[What is being asked] Restate the records below word for word, leaving nothing out.

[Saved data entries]

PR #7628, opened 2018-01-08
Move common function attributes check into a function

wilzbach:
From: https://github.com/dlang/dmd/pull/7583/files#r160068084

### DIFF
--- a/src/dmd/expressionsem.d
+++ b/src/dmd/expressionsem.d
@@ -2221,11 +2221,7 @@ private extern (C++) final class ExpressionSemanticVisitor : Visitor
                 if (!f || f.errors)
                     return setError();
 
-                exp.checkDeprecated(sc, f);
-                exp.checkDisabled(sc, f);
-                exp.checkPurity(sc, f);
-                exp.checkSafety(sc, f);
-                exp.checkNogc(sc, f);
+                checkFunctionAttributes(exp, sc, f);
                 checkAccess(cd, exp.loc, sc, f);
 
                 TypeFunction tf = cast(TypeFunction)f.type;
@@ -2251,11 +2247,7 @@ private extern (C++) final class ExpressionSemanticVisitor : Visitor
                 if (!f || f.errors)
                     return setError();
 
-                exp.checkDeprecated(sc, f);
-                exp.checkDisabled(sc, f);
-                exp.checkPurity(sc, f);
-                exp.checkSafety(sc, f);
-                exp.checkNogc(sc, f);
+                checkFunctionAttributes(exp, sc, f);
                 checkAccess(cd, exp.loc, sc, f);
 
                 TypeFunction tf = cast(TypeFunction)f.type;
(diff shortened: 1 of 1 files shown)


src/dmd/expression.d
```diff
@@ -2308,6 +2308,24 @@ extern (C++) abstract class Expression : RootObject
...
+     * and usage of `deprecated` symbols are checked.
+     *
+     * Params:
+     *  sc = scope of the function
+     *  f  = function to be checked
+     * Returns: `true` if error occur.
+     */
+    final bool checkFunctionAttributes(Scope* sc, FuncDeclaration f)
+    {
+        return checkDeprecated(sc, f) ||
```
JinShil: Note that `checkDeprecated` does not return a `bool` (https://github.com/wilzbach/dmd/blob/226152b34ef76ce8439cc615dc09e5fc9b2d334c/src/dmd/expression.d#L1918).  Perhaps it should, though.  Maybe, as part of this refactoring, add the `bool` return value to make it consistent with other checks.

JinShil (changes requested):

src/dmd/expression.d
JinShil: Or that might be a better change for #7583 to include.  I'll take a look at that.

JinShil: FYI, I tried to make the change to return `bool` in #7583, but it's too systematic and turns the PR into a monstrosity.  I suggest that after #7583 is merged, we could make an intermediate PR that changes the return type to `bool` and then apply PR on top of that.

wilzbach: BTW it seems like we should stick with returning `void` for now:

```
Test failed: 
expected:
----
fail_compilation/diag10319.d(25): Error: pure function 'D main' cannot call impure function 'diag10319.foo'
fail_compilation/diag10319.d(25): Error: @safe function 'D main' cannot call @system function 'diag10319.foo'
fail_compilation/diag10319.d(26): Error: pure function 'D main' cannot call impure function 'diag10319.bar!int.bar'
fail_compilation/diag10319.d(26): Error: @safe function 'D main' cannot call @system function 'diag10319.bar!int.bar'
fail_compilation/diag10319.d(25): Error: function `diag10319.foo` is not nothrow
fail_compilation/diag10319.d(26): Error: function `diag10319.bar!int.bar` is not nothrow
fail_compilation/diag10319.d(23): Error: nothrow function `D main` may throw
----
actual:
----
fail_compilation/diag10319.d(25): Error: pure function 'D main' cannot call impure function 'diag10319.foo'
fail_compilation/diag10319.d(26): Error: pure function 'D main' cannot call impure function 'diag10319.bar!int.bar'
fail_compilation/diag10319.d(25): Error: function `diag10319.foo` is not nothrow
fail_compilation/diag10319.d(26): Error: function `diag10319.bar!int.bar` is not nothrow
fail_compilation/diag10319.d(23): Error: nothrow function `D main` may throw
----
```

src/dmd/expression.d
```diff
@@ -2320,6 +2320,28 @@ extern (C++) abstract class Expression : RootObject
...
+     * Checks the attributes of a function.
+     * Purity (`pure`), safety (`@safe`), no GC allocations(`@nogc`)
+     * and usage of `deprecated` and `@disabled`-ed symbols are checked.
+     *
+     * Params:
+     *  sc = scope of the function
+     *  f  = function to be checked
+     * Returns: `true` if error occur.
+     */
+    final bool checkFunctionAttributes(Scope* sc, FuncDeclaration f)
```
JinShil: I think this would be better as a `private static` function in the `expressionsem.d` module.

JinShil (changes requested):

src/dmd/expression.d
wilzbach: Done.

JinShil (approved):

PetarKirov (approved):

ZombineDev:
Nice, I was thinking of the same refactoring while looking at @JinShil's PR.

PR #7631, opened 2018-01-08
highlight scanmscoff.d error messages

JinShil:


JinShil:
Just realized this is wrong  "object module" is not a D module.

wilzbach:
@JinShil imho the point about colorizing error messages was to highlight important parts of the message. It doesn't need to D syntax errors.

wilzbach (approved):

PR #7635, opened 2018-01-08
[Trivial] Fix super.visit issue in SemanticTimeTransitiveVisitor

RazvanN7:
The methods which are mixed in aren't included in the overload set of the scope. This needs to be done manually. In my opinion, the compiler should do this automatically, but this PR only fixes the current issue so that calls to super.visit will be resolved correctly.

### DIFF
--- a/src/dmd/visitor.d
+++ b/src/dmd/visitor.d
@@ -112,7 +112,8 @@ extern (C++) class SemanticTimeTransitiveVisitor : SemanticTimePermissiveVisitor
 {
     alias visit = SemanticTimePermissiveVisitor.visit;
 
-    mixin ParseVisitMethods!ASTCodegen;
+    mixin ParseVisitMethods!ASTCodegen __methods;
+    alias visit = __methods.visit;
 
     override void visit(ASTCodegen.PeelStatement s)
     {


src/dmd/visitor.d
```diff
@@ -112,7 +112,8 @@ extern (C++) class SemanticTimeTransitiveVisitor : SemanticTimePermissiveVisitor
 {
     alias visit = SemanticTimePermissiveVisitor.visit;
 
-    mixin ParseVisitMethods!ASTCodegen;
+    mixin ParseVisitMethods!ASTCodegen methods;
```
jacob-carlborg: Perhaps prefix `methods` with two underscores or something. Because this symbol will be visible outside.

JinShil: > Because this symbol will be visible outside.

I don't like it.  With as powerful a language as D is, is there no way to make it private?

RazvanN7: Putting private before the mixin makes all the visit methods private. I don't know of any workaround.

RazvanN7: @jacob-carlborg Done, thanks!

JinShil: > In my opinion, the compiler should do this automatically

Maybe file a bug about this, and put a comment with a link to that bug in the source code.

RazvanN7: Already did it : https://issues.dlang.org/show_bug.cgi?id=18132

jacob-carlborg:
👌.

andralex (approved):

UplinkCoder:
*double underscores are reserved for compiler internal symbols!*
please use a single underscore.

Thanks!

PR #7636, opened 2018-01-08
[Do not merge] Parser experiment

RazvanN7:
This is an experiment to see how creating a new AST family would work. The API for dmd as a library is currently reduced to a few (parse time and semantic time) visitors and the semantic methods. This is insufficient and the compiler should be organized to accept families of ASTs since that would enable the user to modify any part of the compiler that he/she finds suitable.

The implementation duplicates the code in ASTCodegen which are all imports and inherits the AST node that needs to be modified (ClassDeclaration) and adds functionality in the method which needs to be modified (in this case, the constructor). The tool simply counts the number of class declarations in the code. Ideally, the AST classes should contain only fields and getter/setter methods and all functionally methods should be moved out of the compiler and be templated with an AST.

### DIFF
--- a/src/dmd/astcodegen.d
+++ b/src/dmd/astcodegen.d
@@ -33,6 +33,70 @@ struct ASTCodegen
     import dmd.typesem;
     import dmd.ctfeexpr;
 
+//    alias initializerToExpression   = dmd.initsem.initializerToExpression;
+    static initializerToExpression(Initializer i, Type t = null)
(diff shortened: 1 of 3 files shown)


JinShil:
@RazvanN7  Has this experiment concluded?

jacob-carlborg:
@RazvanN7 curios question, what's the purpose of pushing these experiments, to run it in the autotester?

[Written solution]
PR #7628, opened 2018-01-08
Move common function attributes check into a function

wilzbach:
From: https://github.com/dlang/dmd/pull/7583/files#r160068084

### DIFF
--- a/src/dmd/expressionsem.d
+++ b/src/dmd/expressionsem.d
@@ -2221,11 +2221,7 @@ private extern (C++) final class ExpressionSemanticVisitor : Visitor
                 if (!f || f.errors)
                     return setError();
 
-                exp.checkDeprecated(sc, f);
-                exp.checkDisabled(sc, f);
-                exp.checkPurity(sc, f);
-                exp.checkSafety(sc, f);
-                exp.checkNogc(sc, f);
+                checkFunctionAttributes(exp, sc, f);
                 checkAccess(cd, exp.loc, sc, f);
 
                 TypeFunction tf = cast(TypeFunction)f.type;
@@ -2251,11 +2247,7 @@ private extern (C++) final class ExpressionSemanticVisitor : Visitor
                 if (!f || f.errors)
                     return setError();
 
-                exp.checkDeprecated(sc, f);
-                exp.checkDisabled(sc, f);
-                exp.checkPurity(sc, f);
-                exp.checkSafety(sc, f);
-                exp.checkNogc(sc, f);
+                checkFunctionAttributes(exp, sc, f);
                 checkAccess(cd, exp.loc, sc, f);
 
                 TypeFunction tf = cast(TypeFunction)f.type;
(diff shortened: 1 of 1 files shown)


src/dmd/expression.d
```diff
@@ -2308,6 +2308,24 @@ extern (C++) abstract class Expression : RootObject
...
+     * and usage of `deprecated` symbols are checked.
+     *
+     * Params:
+     *  sc = scope of the function
+     *  f  = function to be checked
+     * Returns: `true` if error occur.
+     */
+    final bool checkFunctionAttributes(Scope* sc, FuncDeclaration f)
+    {
+        return checkDeprecated(sc, f) ||
```
JinShil: Note that `checkDeprecated` does not return a `bool` (https://github.com/wilzbach/dmd/blob/226152b34ef76ce8439cc615dc09e5fc9b2d334c/src/dmd/expression.d#L1918).  Perhaps it should, though.  Maybe, as part of this refactoring, add the `bool` return value to make it consistent with other checks.

JinShil (changes requested):

src/dmd/expression.d
JinShil: Or that might be a better change for #7583 to include.  I'll take a look at that.

JinShil: FYI, I tried to make the change to return `bool` in #7583, but it's too systematic and turns the PR into a monstrosity.  I suggest that after #7583 is merged, we could make an intermediate PR that changes the return type to `bool` and then apply PR on top of that.

wilzbach: BTW it seems like we should stick with returning `void` for now:

```
Test failed: 
expected:
----
fail_compilation/diag10319.d(25): Error: pure function 'D main' cannot call impure function 'diag10319.foo'
fail_compilation/diag10319.d(25): Error: @safe function 'D main' cannot call @system function 'diag10319.foo'
fail_compilation/diag10319.d(26): Error: pure function 'D main' cannot call impure function 'diag10319.bar!int.bar'
fail_compilation/diag10319.d(26): Error: @safe function 'D main' cannot call @system function 'diag10319.bar!int.bar'
fail_compilation/diag10319.d(25): Error: function `diag10319.foo` is not nothrow
fail_compilation/diag10319.d(26): Error: function `diag10319.bar!int.bar` is not nothrow
fail_compilation/diag10319.d(23): Error: nothrow function `D main` may throw
----
actual:
----
fail_compilation/diag10319.d(25): Error: pure function 'D main' cannot call impure function 'diag10319.foo'
fail_compilation/diag10319.d(26): Error: pure function 'D main' cannot call impure function 'diag10319.bar!int.bar'
fail_compilation/diag10319.d(25): Error: function `diag10319.foo` is not nothrow
fail_compilation/diag10319.d(26): Error: function `diag10319.bar!int.bar` is not nothrow
fail_compilation/diag10319.d(23): Error: nothrow function `D main` may throw
----
```

src/dmd/expression.d
```diff
@@ -2320,6 +2320,28 @@ extern (C++) abstract class Expression : RootObject
...
+     * Checks the attributes of a function.
+     * Purity (`pure`), safety (`@safe`), no GC allocations(`@nogc`)
+     * and usage of `deprecated` and `@disabled`-ed symbols are checked.
+     *
+     * Params:
+     *  sc = scope of the function
+     *  f  = function to be checked
+     * Returns: `true` if error occur.
+     */
+    final bool checkFunctionAttributes(Scope* sc, FuncDeclaration f)
```
JinShil: I think this would be better as a `private static` function in the `expressionsem.d` module.

JinShil (changes requested):

src/dmd/expression.d
wilzbach: Done.

JinShil (approved):

PetarKirov (approved):

ZombineDev:
Nice, I was thinking of the same refactoring while looking at @JinShil's PR.

PR #7631, opened 2018-01-08
highlight scanmscoff.d error messages

JinShil:


JinShil:
Just realized this is wrong  "object module" is not a D module.

wilzbach:
@JinShil imho the point about colorizing error messages was to highlight important parts of the message. It doesn't need to D syntax errors.

wilzbach (approved):

PR #7635, opened 2018-01-08
[Trivial] Fix super.visit issue in SemanticTimeTransitiveVisitor

RazvanN7:
The methods which are mixed in aren't included in the overload set of the scope. This needs to be done manually. In my opinion, the compiler should do this automatically, but this PR only fixes the current issue so that calls to super.visit will be resolved correctly.

### DIFF
--- a/src/dmd/visitor.d
+++ b/src/dmd/visitor.d
@@ -112,7 +112,8 @@ extern (C++) class SemanticTimeTransitiveVisitor : SemanticTimePermissiveVisitor
 {
     alias visit = SemanticTimePermissiveVisitor.visit;
 
-    mixin ParseVisitMethods!ASTCodegen;
+    mixin ParseVisitMethods!ASTCodegen __methods;
+    alias visit = __methods.visit;
 
     override void visit(ASTCodegen.PeelStatement s)
     {


src/dmd/visitor.d
```diff
@@ -112,7 +112,8 @@ extern (C++) class SemanticTimeTransitiveVisitor : SemanticTimePermissiveVisitor
 {
     alias visit = SemanticTimePermissiveVisitor.visit;
 
-    mixin ParseVisitMethods!ASTCodegen;
+    mixin ParseVisitMethods!ASTCodegen methods;
```
jacob-carlborg: Perhaps prefix `methods` with two underscores or something. Because this symbol will be visible outside.

JinShil: > Because this symbol will be visible outside.

I don't like it.  With as powerful a language as D is, is there no way to make it private?

RazvanN7: Putting private before the mixin makes all the visit methods private. I don't know of any workaround.

RazvanN7: @jacob-carlborg Done, thanks!

JinShil: > In my opinion, the compiler should do this automatically

Maybe file a bug about this, and put a comment with a link to that bug in the source code.

RazvanN7: Already did it : https://issues.dlang.org/show_bug.cgi?id=18132

jacob-carlborg:
👌.

andralex (approved):

UplinkCoder:
*double underscores are reserved for compiler internal symbols!*
please use a single underscore.

Thanks!

PR #7636, opened 2018-01-08
[Do not merge] Parser experiment

RazvanN7:
This is an experiment to see how creating a new AST family would work. The API for dmd as a library is currently reduced to a few (parse time and semantic time) visitors and the semantic methods. This is insufficient and the compiler should be organized to accept families of ASTs since that would enable the user to modify any part of the compiler that he/she finds suitable.

The implementation duplicates the code in ASTCodegen which are all imports and inherits the AST node that needs to be modified (ClassDeclaration) and adds functionality in the method which needs to be modified (in this case, the constructor). The tool simply counts the number of class declarations in the code. Ideally, the AST classes should contain only fields and getter/setter methods and all functionally methods should be moved out of the compiler and be templated with an AST.

### DIFF
--- a/src/dmd/astcodegen.d
+++ b/src/dmd/astcodegen.d
@@ -33,6 +33,70 @@ struct ASTCodegen
     import dmd.typesem;
     import dmd.ctfeexpr;
 
+//    alias initializerToExpression   = dmd.initsem.initializerToExpression;
+    static initializerToExpression(Initializer i, Type t = null)
(diff shortened: 1 of 3 files shown)


JinShil:
@RazvanN7  Has this experiment concluded?

jacob-carlborg:
@RazvanN7 curios question, what's the purpose of pushing these experiments, to run it in the autotester?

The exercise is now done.